**Provided entries**

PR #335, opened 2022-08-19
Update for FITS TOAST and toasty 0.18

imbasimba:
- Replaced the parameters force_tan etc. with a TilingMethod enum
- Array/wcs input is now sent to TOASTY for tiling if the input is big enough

* * *

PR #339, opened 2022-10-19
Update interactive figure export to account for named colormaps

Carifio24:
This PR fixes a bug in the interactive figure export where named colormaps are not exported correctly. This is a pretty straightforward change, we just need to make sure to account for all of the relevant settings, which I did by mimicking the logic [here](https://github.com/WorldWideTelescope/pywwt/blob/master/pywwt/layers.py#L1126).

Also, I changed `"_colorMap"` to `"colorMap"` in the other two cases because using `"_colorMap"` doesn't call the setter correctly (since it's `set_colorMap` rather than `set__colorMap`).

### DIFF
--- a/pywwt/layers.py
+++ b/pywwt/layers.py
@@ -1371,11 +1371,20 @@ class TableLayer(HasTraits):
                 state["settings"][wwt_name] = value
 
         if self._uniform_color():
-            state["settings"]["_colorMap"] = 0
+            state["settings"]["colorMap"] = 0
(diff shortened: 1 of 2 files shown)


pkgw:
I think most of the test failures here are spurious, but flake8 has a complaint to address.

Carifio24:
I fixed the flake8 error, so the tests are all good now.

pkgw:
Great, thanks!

* * *

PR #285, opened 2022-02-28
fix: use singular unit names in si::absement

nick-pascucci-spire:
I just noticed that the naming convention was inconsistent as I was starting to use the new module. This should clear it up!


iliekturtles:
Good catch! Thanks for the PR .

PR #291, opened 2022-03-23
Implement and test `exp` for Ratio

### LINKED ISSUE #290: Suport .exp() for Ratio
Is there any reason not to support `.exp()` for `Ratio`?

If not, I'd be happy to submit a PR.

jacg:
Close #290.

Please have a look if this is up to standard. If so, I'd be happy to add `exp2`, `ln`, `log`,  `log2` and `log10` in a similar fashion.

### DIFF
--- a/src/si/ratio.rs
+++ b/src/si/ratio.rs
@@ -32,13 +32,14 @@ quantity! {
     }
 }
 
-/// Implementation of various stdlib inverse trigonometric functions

**Problem requirements**
Everything above from the line containing "PR #335, opened 2022-08-19" down to the line containing "- Array/wcs input" is to be transcribed exactly, with both of those lines included and nothing else added.

**Written reply**
PR #335, opened 2022-08-19
Update for FITS TOAST and toasty 0.18

imbasimba:
- Replaced the parameters force_tan etc. with a TilingMethod enum
- Array/wcs input is now sent to TOASTY for tiling if the input is big enough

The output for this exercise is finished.